PROVIDED INFORMATION: Begin

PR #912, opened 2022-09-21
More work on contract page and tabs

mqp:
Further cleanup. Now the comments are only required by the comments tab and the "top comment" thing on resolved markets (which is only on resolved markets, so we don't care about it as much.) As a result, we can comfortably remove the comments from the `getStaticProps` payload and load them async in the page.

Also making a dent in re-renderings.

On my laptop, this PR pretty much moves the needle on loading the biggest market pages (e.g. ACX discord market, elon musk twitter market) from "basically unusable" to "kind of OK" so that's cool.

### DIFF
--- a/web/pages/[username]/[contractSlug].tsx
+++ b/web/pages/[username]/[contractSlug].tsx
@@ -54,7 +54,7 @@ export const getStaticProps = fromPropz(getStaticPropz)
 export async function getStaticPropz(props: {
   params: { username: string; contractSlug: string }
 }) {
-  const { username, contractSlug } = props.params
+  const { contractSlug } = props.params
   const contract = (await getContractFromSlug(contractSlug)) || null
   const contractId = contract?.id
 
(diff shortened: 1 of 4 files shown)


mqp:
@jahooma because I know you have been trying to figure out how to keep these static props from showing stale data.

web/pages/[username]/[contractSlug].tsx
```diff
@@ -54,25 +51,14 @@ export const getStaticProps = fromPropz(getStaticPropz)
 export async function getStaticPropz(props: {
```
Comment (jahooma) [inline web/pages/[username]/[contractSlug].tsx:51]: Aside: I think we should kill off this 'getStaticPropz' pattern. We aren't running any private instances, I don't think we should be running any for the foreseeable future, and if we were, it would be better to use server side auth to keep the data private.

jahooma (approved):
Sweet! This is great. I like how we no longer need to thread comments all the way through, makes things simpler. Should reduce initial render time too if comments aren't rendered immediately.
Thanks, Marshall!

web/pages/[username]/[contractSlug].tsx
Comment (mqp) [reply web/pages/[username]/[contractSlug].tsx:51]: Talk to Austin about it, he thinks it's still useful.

PROVIDED INFORMATION: End
PROVIDED INFORMATION: Begin

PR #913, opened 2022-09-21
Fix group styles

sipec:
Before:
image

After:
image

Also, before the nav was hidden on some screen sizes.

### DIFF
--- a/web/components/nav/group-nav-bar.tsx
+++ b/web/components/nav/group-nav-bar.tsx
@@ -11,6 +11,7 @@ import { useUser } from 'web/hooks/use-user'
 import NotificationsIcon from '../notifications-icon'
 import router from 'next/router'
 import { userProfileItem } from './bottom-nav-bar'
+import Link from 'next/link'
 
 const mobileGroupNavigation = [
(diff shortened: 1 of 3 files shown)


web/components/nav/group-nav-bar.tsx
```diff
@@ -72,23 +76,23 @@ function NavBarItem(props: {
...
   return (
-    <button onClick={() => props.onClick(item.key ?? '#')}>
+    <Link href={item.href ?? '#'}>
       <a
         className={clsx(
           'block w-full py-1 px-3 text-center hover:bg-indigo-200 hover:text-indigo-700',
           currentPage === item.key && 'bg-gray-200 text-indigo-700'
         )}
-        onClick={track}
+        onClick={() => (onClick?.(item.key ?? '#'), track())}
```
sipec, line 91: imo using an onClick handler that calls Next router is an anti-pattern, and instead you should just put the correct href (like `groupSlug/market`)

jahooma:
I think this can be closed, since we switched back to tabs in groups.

PROVIDED INFORMATION: End

Only the lines containing the word "onClick" should be returned from the data above.

### [RESPONSE TO THE EXERCISE]
-    <button onClick={() => props.onClick(item.key ?? '#')}>
-        onClick={track}
+        onClick={() => (onClick?.(item.key ?? '#'), track())}
sipec, line 91: imo using an onClick handler that calls Next router is an anti-pattern, and instead you should just put the correct href (like `groupSlug/market`)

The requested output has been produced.